Researchers estimating the influence of the superrich on job creation calculate that the number of New Yorkers with more than $500,000 in adjusted gross income was about 30,000, and that, on an average, each spends $200,000 a year on services locally; this would imply that the top one per cent of earners supported about 153,000 service jobs. One hedge fund manager who spends $1million on services - a driver and house staff, investment management and real-estate brokers, restaurants and psychotherapists - probably sustains 25 livlihoods. Even the public sector owes a lot to the superrich. About one per cent of New York City tax-filers in 2000 paid enough to the city ($2.338 billion) to support the wages of roughly 50,000 government employees. Conventional service professions also prosper. A number of jobs that pay middle class wages in virtually any other region earn six figure incomes in New York. New York Stock Exchange Director, Dick Grasso, made headlines when it was revealed that his secretary at the New York stock exchange earned $240,000 a year , while his two drivers took home $130,000 each. But others who had incomes comparable to Grasso’s were not surprised - they were paying their professional and domestic help similar wages.
Contrast this with those Indian cites that are flush with millionaires and the dismal conditions that their service staff live in. All around, we see manifestations of archaic and falsely protective laws that end up doing more harm than good. Our cites carry the burden of rent laws that have severely crippled the development of reasonable and healthy real estate, of an abysmal failure to prevent irregularities of any kind be it in ‘commercialization of ‘residential’ areas, an inability to counter the takeover of vast tracts of vacant government land by people desperate for a roof over their heads, or a failure to enforce taxes and charges for services that a citizen must rightfully pay for the privileges of living in a modern, civilized city. While some of this latitude appears to benefit the poor - they are allowed to save the roofs over their heads - they actually constitute an indirect subsidy to the rich, allowing the latter to hire domestic staff, low-skilled services, and industrial and construction labour at wages that exclude the possibility of a decent shelter and minimum living standards.
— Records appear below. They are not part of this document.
PR #667, opened 2026-08-01
fix(telemetry): honour a base path in the OTLP HTTP endpoint

### LINKED ISSUE #668: OTLP HTTP exporter discards a base path in OTEL_EXPORTER_OTLP_ENDPOINT
### OpenCodeReview Version

`open-code-review v1.8.0 (e670b3b3) linux/arm64`

Also reproduced against `main` at `80a5794`.

### Operating System

Linux (ARM64) — a container image, `linux/arm64`.

### Installation Method

GitHub Release binary (pinned into a container image); also built from source to confirm.

### LLM Provider

Other OpenAI-compatible endpoint (LiteLLM proxy). Not relevant to the bug — this is in the telemetry exporter, not the LLM path.

### Bug Description

When `OTEL_EXPORTER_OTLP_PROTOCOL` selects an HTTP protocol, a **base path** in `OTEL_EXPORTER_OTLP_ENDPOINT` is silently discarded. Every request goes to `/v1/traces` (and `/v1/metrics`) at the **root** of the host instead of under the configured path.

`internal/telemetry/exporter.go` configures the HTTP exporters with `WithEndpoint`, which takes a bare `host:port` and cannot express a path — `parseOTLPEndpoint` strips the scheme and the exporter never calls `WithURLPath`, which does not appear anywhere in the repository.

This excludes any backend addressed through a path prefix. Langfuse, for example, receives OTLP at `/api/public/otel`.

The failure is silent, which is what makes it costly to diagnose:

- Exporter creation is lazy, so telemetry initialises without error.
- Nothing is written to stderr.
- The backend answers `404` and the spans are simply gone.

From the outside it looks like telemetry is off, so the natural response is to check `OCR_ENABLE_TELEMETRY`, then the endpoint, then the protocol — none of which is wrong. I only found it by reading `internal/telemetry/exporter.go`.

### Steps to Reproduce

1. Start any OTLP/HTTP collector that serves under a path prefix. A one-line stand-in:

   ```bash
   python3 -c "
   import http.server
   class H(http.server.BaseHTTPRequestHandler):
       def do_POST(self):
           print('received POST', self.path, flush=True)
           self.send_response(200); self.send_header('Content-Length','0'); self.end_headers()
       def log_message(self,*a): pass
   http.server.HTTPServer(('127.0.0.1',4318),H).serve_forever()"
   ```

2. Run a review with telemetry pointed at a **base path** on that collector:

   ```bash
   export OCR_ENABLE_TELEMETRY=1
   export OTEL_EXPORTER_OTLP_PROTOCOL=http/protobuf
   export OTEL_EXPORTER_OTLP_ENDPOINT=http://127.0.0.1:4318/api/public/otel
   ocr review --from origin/main --to HEAD --format json
   ```

3. Observe the path the collector receives.

### Expected Behavior

`received POST /api/public/otel/v1/traces`

The OpenTelemetry specification defines `OTEL_EXPORTER_OTLP_ENDPOINT` for the HTTP protocols as a **base URL** to which the per-signal path is appended — an endpoint of `https://backend.example.com` sends traces to `https://backend.example.com/v1/traces`.

### Logs / Error Output

`received POST /v1/traces`

The configured `/api/public/otel` prefix is gone. Against a real backend this is a `404` and the spans are dropped; `ocr` itself prints nothing.

### Additional Context

The gRPC path is correct as written and should not change — gRPC has no URL path, and `WithEndpoint` there genuinely does take a bare `host:port`.

I have opened #667 with a fix: the HTTP path switches to `WithEndpointURL` (which accepts a scheme and a path, and derives TLS from the scheme) with the signal path appended by a small helper, since `WithEndpointURL` assigns the URL's path straight to `URLPath` and so expects the full signal URL while the environment variable is specified as a base.

Existing behaviour is preserved for every endpoint form that works today, including a bare `host:port` still meaning TLS, and an endpoint that already names `/v1/traces` is left alone rather than doubled — so a configuration written to work around this does not break.

The PR includes a regression test that asserts on the request path the collector receives, and which fails against the current implementation.

fafg:
## Description

The OTLP **HTTP** exporters were configured with `WithEndpoint`, which takes a bare `host:port` and cannot express a path, and `WithURLPath` is never called. Any path in `OTEL_EXPORTER_OTLP_ENDPOINT` was therefore discarded and every request went to `/v1/traces` (or `/v1/metrics`) at the **root** of the host.

That silently excludes any backend addressed through a path prefix. Langfuse, for example, receives OTLP at `/api/public/otel`, so:

```
OTEL_EXPORTER_OTLP_ENDPOINT=http://langfuse:3000/api/public/otel
OTEL_EXPORTER_OTLP_PROTOCOL=http/protobuf
```

produced requests to `http://langfuse:3000/v1/traces`. The backend answered `404` and every span was dropped. Nothing surfaced the problem: exporter creation is lazy, so telemetry appears to initialise correctly and the failure only shows up as missing data.

### The change

The HTTP path now uses `WithEndpointURL`, which accepts a scheme and a path and derives TLS from the scheme — replacing the explicit `WithInsecure` call so the decision is made from one source rather than two.

The signal path is appended by a new `otlpSignalURL` helper rather than left to the SDK, because `WithEndpointURL` assigns the URL's path straight to `URLPath` and so expects the *full* signal URL, while `OTEL_EXPORTER_OTLP_ENDPOINT` is specified as a *base*.

Existing behaviour is preserved in both directions:

| Endpoint | Before | After |
|---|---|---|
| `http://host:4318` | plaintext, `/v1/traces` | plaintext, `/v1/traces` |
| `https://host:4318` | TLS, `/v1/traces` | TLS, `/v1/traces` |
| `host:4318` (no scheme) | TLS, `/v1/traces` | TLS, `/v1/traces` |
| `http://host:3000/base` | plaintext, `/v1/traces` ❌ | plaintext, `/base/v1/traces` ✅ |
| `http://host:4318/v1/traces` | plaintext, `/v1/traces` | plaintext, `/v1/traces` (not doubled) |

The last row matters: anyone who worked around this by writing the signal path out in full keeps working.

`parseOTLPEndpoint` is unchanged and still used by the **gRPC** path, where `WithEndpoint` genuinely does take a bare `host:port` — gRPC has no URL path.

## Type of Change

- [ ] Documentation update
- [ ] CI / Build / Tooling

## How Has This Been Tested?

Two tests were added:

- **`TestInitOTLPHTTPProviders_HonoursBasePath`** stands up an `httptest` collector under a `/api/public/otel` prefix, exports a span, and asserts on the request path the collector actually receives. This is the regression test: it **fails against the previous implementation** (receives `/v1/traces`, wants `/api/public/otel/v1/traces`), which I verified by reverting the fix with the test in place. It also covers the TLS decision that moved into `WithEndpointURL` — `httptest.NewServer` speaks plaintext, so the request only arrives if `Insecure` was resolved to `true` from the `http://` scheme.
- **`TestOTLPSignalURL`** covers the normalisation table above, including the trailing-slash and already-has-the-signal-path cases.

Existing tests are unchanged and pass, including `TestParseOTLPEndpoint` (that function keeps its behaviour for gRPC).

Verified with the project's own targets: `gofmt -s` clean, `go vet` clean, `go test -race -count=1 ./internal/telemetry/` green.

Manual verification of the real-world case that prompted this: with `OTEL_ENABLE_TELEMETRY=1` and an endpoint carrying a base path, requests now reach `<base>/v1/traces` instead of `/v1/traces`.

## Documentation

`pages/src/content/docs/*/telemetry.md` claimed in two places that the HTTP protocols were "accepted but not yet wired up". They are — `initOTLPProviders` routes both to `initOTLPHTTPProviders`, and `TestInitOTLPProviders_ProtocolRouting` covers it.

The troubleshooting row was the more costly of the two, because it surfaces exactly when someone is debugging this and points the wrong way ("switching it won't help ... verify the collector is listening for gRPC"). Replaced with the check that does help, plus a row for the failure mode that produces no error at all: exporter creation is lazy, so a wrong endpoint fails silently at export time.

Also added an **Endpoint format** section covering three things that were undocumented and are each easy to get wrong:

- the scheme decides transport security (`http://` plaintext, `https://` and bare `host:port` TLS);
- the default port differs by protocol — `4317` for gRPC, `4318` for HTTP — while every example used `4317`;
- for the HTTP protocols the endpoint is a base URL to which the signal path is appended, and a base path is preserved.

**Translations:** the `ja` and `zh` code blocks carry that note in English, so they are corrected here. Their **troubleshooting rows are translated prose** and I have deliberately left them alone rather than guess at Japanese and Chinese I cannot review — they still carry the outdated claim and would need a translator:

- `pages/src/content/docs/ja/telemetry.md:249`
- `pages/src/content/docs/zh/telemetry.md:249`

Happy to take a suggested wording in either language and apply it here.

## Checklist

- [x] I have signed the CLA

## Related Issues

closes #668

### DIFF
--- a/internal/telemetry/exporter.go
+++ b/internal/telemetry/exporter.go
@@ -46,6 +46,39 @@ func parseOTLPEndpoint(endpoint string) (addr string, insecure bool) {
 	}
 }
 
+// otlpSignalURL builds the URL for one signal from the configured endpoint.
+//
+// OTEL_EXPORTER_OTLP_ENDPOINT is defined by the OpenTelemetry specification as a BASE
+// URL for the HTTP protocols, to which the per-signal path is appended: an endpoint of
+// "https://backend.example.com" sends traces to "https://backend.example.com/v1/traces".
+// WithEndpointURL, by contrast, takes the full signal URL — it assigns u.Path straight
+// to URLPath — so the signal path has to be appended here rather than left to the SDK.
+//
+// Two details this has to get right:
+//
+//   - A bare host:port keeps the meaning parseOTLPEndpoint gave it, TLS, by gaining an
+//     https:// scheme. WithEndpointURL derives Insecure from the scheme
+//     (`u.Scheme != "https"`), which is what the explicit WithInsecure call used to do,
+//     so an existing configuration behaves identically after this change.
+//   - An endpoint that already names the signal path is left alone. Someone who worked
+//     around the missing path support by writing it out in full should not end up with
+//     "/v1/traces/v1/traces".
+func otlpSignalURL(endpoint, signalPath string) string {
+	base := endpoint
+	switch {
+	case len(base) >= 7 && strings.EqualFold(base[:7], "http://"):
+	case len(base) >= 8 && strings.EqualFold(base[:8], "https://"):
+	default:
+		base = "https://" + base
+	}
+
+	base = strings.TrimRight(base, "/")
+	if strings.HasSuffix(base, signalPath) {
+		return base
+	}
+	return base + signalPath
+}
+
 // initOTLPProviders dispatches to the gRPC or HTTP exporter based on cfg.OTLPProtocol.
 func initOTLPProviders(ctx context.Context, res *resource.Resource, cfg Config) {
 	switch cfg.OTLPProtocol {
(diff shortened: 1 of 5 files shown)


lizhengfeng101 (approved):
LGTM

PR #670, opened 2026-08-01
fix(llm): retry once when a chat completion is truncated

### LINKED ISSUE #664: error reading response body: unexpected EOF
### OpenCodeReview Version

v1.8.1 (be5e79c1a) darwin/arm64

### Operating System

macOS (Apple Silicon)

### Installation Method

npm (global)

### LLM Provider

OpenAI

### Bug Description

When reviewing my code repository, an error occurred when reading files

GitHub repo: https://github.com/shawicx/scx-api-tool

Image

Image

### Steps to Reproduce

1. ocr config provider - deepseek api
2. ocr config model - deepseek-v4-pro
3. ocr view 

### Expected Behavior

It can correctly read files and review code

### Logs / Error Output

```shell

```

### Additional Context

_No response_

mvanhorn:
## Description

A truncated LLM response body surfaces from the SDK as `io.ErrUnexpectedEOF`, and the client returned it straight to the caller. A single truncated stream therefore failed the whole review run even though a retry would usually succeed.

This retries the completion exactly once when the error is `io.ErrUnexpectedEOF`, and otherwise leaves behavior unchanged.

Closes #664

## Type of Change

- [ ] Documentation update
- [ ] CI / Build / Tooling

## How Has This Been Tested?

Added four table-free unit tests in `internal/llm/client_test.go` that drive the client against a stub server, then verified they actually pin the new behavior by reverting the implementation and re-running them.

Retry semantics covered by the tests:

- `TestOpenAIClient_RetriesTruncatedResponse` - one truncated response then a good one succeeds.
- `TestOpenAIClient_StopsAfterSecondTruncatedResponse` - two consecutive truncations give up and return the error (exactly 2 requests, no unbounded retry loop).
- `TestOpenAIClient_DoesNotRetryNonRetryableError` - a non-EOF error is returned immediately without a second request.
- `TestOpenAIClient_DoesNotRetryTruncatedResponseAfterCancellation` - a cancelled context returns the context error instead of retrying.

Regression proof, so these are not vacuous. With `internal/llm/client.go` reverted to `main` and only the tests applied:

```
--- FAIL: TestOpenAIClient_RetriesTruncatedResponse (0.00s)
    client_test.go:544: CompletionsWithCtx: error reading response body: unexpected EOF
--- FAIL: TestOpenAIClient_StopsAfterSecondTruncatedResponse (0.00s)
    client_test.go:587: requests = 1, want 2
FAIL
```

With the fix applied, `go test -count=1 ./internal/llm/...` is `ok`.

  Not run: I ran the package directly (`go test -count=1 ./internal/llm/...`, ok) rather than the full `make test` target, which reaches beyond this package.
  The revert-and-rerun regression proof above was done by hand.

## Checklist

  `gofmt -l internal/llm/` is empty and `go vet ./internal/llm/...` is clean.
  See the regression proof above; the tests fail against `main` and pass with the change.

## Related Issues

Closes #664. No other open issue or PR touches `internal/llm/client.go` retry behavior as far as I can see.

## Implementation notes

The retry is deliberately narrow:

- It triggers only on `errors.Is(err, io.ErrUnexpectedEOF)`, so ordinary API errors, rate limits, and auth failures are untouched.
- It retries at most once. A second truncation returns the error rather than looping.
- It checks `ctx.Err()` before retrying and again after a failed retry, so a cancelled or timed-out context returns the context error and never issues an extra request.
- On a failed retry that is itself an unexpected EOF, the original error is preserved rather than replaced, so the caller sees the same error class as before.

## Notes for reviewers

Two things worth your judgment:

1. Retry count is fixed at one, with no backoff. For a truncated stream an immediate retry is usually right, but if you would prefer this to go through a shared retry/backoff helper, point me at it and I will rework it.
2. I scoped this strictly to `internal/llm`. While testing I noticed the Python example suites under `examples/*_ci/` do not collect cleanly without `__init__.py` files, which is unrelated to this issue; I left it alone rather than widen the PR. Happy to file that separately if it is news to you.

### DIFF
--- a/internal/llm/client.go
+++ b/internal/llm/client.go
@@ -8,7 +8,9 @@ package llm
 import (
 	"context"
 	"encoding/json"
+	"errors"
 	"fmt"
+	"io"
 	"strings"
 	"sync"
 	"time"
@@ -362,6 +364,23 @@ func (c *OpenAIClient) CompletionsWithCtx(ctx context.Context, req ChatRequest) 
 	}
 
 	sdkResp, err := c.sdk.Chat.Completions.New(ctx, params, opts...)
+	if errors.Is(err, io.ErrUnexpectedEOF) {
+		if ctxErr := ctx.Err(); ctxErr != nil {
+			return nil, ctxErr
+		}
+		retryResp, retryErr := c.sdk.Chat.Completions.New(ctx, params, opts...)
+		if retryErr == nil {
+			sdkResp = retryResp
+			err = nil
+		} else {
+			if ctxErr := ctx.Err(); ctxErr != nil {
+				return nil, ctxErr
+			}
+			if !errors.Is(retryErr, io.ErrUnexpectedEOF) {
+				err = retryErr
+			}
+		}
+	}
 	if err != nil {
 		return nil, err
 	}
--- a/internal/llm/client_test.go
+++ b/internal/llm/client_test.go
@@ -9,6 +9,7 @@ import (
 	"net/http"
 	"net/http/httptest"
 	"strings"
+	"sync/atomic"
 	"testing"
 	"time"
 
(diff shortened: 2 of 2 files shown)


lizhengfeng101 (approved):
LGTM

mvanhorn:
Appreciate you landing the truncation retry, @lizhengfeng101. Should make long completions much less flaky.

PR #676, opened 2026-08-02
feat(llm): add per-model reasoning effort

allenxu09:
## Summary

- store reasoning effort per model in backward-compatible `model_settings`
- send the protocol-specific request fields:
  - OpenAI Chat Completions: `reasoning_effort`
  - OpenAI Responses: `reasoning.effort`
  - Anthropic Messages: `output_config.effort`
- add reasoning-effort selection to the provider/model TUIs and VS Code configuration UI
- add CLI, environment, and GitHub Action overrides plus English/Chinese documentation

## Why

Reasoning effort is model-specific, and each supported protocol uses a different request shape. Previously OCR had no first-class way to select it, so users had to rely on global `extra_body` overrides that did not follow model switches cleanly.

## User impact

Users can select an effort while adding or switching models, set it with `ocr config set reasoning_effort <value>`, override it per run with `--reasoning-effort` or `OCR_LLM_REASONING_EFFORT`, and reset to the provider default without removing other model settings.

## Validation

- `go test ./internal/llm ./internal/agent`
- targeted CLI/config/TUI tests in `./cmd/opencodereview`
- `go vet ./internal/llm ./internal/agent ./cmd/opencodereview`
- VS Code Jest suite: 13 suites / 103 tests
- VS Code webpack compile and ESLint (one pre-existing warning in `IdleView.tsx`)
- `npm run test:github-actions`
- README and docs translation-sync checks


allenxu09:
@lizhengfeng101 ping

zhaozhenxiang:
这是一个刚性需求，需要实现。
我没有review pr的代码。

allenxu09:
@MuoDoo @lizhengfeng101 ptal

stay-foolish-forever:
Thanks for the detailed work here — the protocol mapping and the test coverage are clearly well thought through.

That said, I have reservations about landing `reasoning_effort` as a first-class configuration field in OCR.

**1. The option is neither universal nor stable across providers and models.** Support varies by provider, and even within one provider it varies by model — many models don't accept the field at all, and the valid value sets differ (this PR already has to special-case OpenAI vs. Anthropic, and notes that model-level support is left to the provider to reject). Promoting it to a dedicated config key implies a level of portability that doesn't really exist, and it puts OCR in the position of tracking each vendor's evolving effort vocabulary. Users would hit provider-side errors that OCR's own validation passed.

**2. `extra_body` already covers this use case.** It's supported both in the `llm` section and per provider entry, so anyone who needs a specific reasoning effort can set it today without new surface area:

```json
{
  "providers": {
    "anthropic": {
      "extra_body": { "output_config": { "effort": "high" } }
    }
  }
}
```

This keeps vendor-specific request fields in the one place that's explicitly designed to be vendor-specific — which also means new fields from any provider work immediately, with no OCR release needed. (Happy to see documentation updates about this.)

**3. If you still think first-class support is warranted, let's discuss it before the implementation.** Please open an Issue or a Discussion so we can settle the design questions first — particularly how per-model settings should be scoped and validated, and whether the same mechanism should generalize to other model-specific parameters rather than being built for `reasoning_effort` alone. A generic per-model settings mechanism may well be the right thing; I'd just rather agree on that shape before merging a single-field version of it.

lizhengfeng101:
Thanks for the work here, and sorry for the slow follow-up.

For the action/CI use case this is now covered by #1154, which sets `reasoning_effort` through `extra_body` — the same approach suggested above. Since the first-class config design still needs to be settled and this has drifted out of sync with main, I'll close it for now. If you'd like to pursue the generic per-model settings idea, please open a Discussion so we can agree on the shape first. Appreciate the contribution!

PR #683, opened 2026-08-02
feat(allowlist): exclude snapshots, testdata, fixtures, and generated code from review

lizhengfeng101:
## Summary

- Add 9 new patterns to `default_exclude_patterns.json` to skip files that pass existing filters but have low review value:
  - **Snapshot files**: `__snapshots__/**`, `*.snap` (Jest/Vitest auto-generated)
  - **Test data directories**: `testdata/**`, `fixtures/**` (fixture data, not manually authored logic)
  - **Generated code**: `*.generated.*`, `*.gen.go`, `*.pb.go`, `*.pb.cc`, `*.pb.h` (protobuf/codegen output)
- Add 16 test cases covering both positive matches and negative (non-match) assertions to prevent false positives

## Rationale

These files are tracked by Git and have allowed extensions, so they reach the review stage. However, reviewing auto-generated protobuf stubs or golden-file test fixtures yields no actionable feedback. This change reduces noise without affecting user-authored code.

Worse, such practices create a city that, over time, becomes progressively less attractive to the rich - and consequently to industry, to the service sector, and to economic growth - leading, eventually to the decay of the city.
It is the economic spur that gives rise to the cultural and civilizational roots of a city, but unless economics creates such a cultural and civilizational basis, decay is inevitable. A city must not hinder the processes of wealth creation, and the spin-offs of that wealth must be wisely reinvested in the city, allowing it to grow and develop into a magnet that can attract the very best from across the world.